Following a belly-buster burger at half time, I settled down to watch a totally different Blues performance. They came out firing on all cylinders and played like the first XI, closing down all over the pitch, harrying, tackling and generally dominating proceedings. Some of us on the touchline enjoyed some banter with the linesman, a burly, balding fellow with a goatee, looking somewhat reminiscent of an Afrikaans Voortrekker. He was making his decisions based on who was appealing the loudest. I could do that job – running the line by proxy. How much does it pay?
Blues made a few substitutions, Clinton and Cisse went off to great acclaim, replaced by Motteram and Barrowman, both of whom did OK. Cisse had had a reasonable game, I think his English now stretches as far as ‘man on’, ‘OK’, and ‘to me’.

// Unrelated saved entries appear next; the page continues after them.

PR #622, opened 2016-07-19
New Airport: SAME (Mendoza Airport)

Fechulo:
More terrain testing. I chose this airport, because the highest mountain outside Asia is just northwest of the airfield. **This PR requires #604 to be merged**


erikquinn:
Depends on #604.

After about 70 minutes, Mr Green finally realised what was going on and booked Hughes, but only after he legged some bloke about twelve feet into the air! For purposes of balance, he decided to book a couple of Boro players. In all, he contrived to book six players, so at least he’s got his lottery numbers ready for Saturday.
Boro wrapped the game up with a cracking free kick from the ever-impressive Downing, beating Benno all end up. Why on earth Downing can’t get into Boro’s first team must be one of the great mysteries of our time, given some of the overpaid foreign garbage that they turn out week after week.
In conclusion – the best team won, Morrison and Cisse made solid progress back toward fitness, Mr Green had a nice evening and the burgers and Bovril at Solihull are as good as ever.
Blues: Ian Bennett, Lee Vaughan, Marcus Painter, Aliou Cisse, Duane Courtney, David Arrowsmith, Peter Till, Jovan Kirovski, Clinton Morrison, Bryan Hughes, Darren Carter. Subs: Mark Allen, Adam Legzdins, Chad Shephard, Carl Motteram, Andrew Barrowman.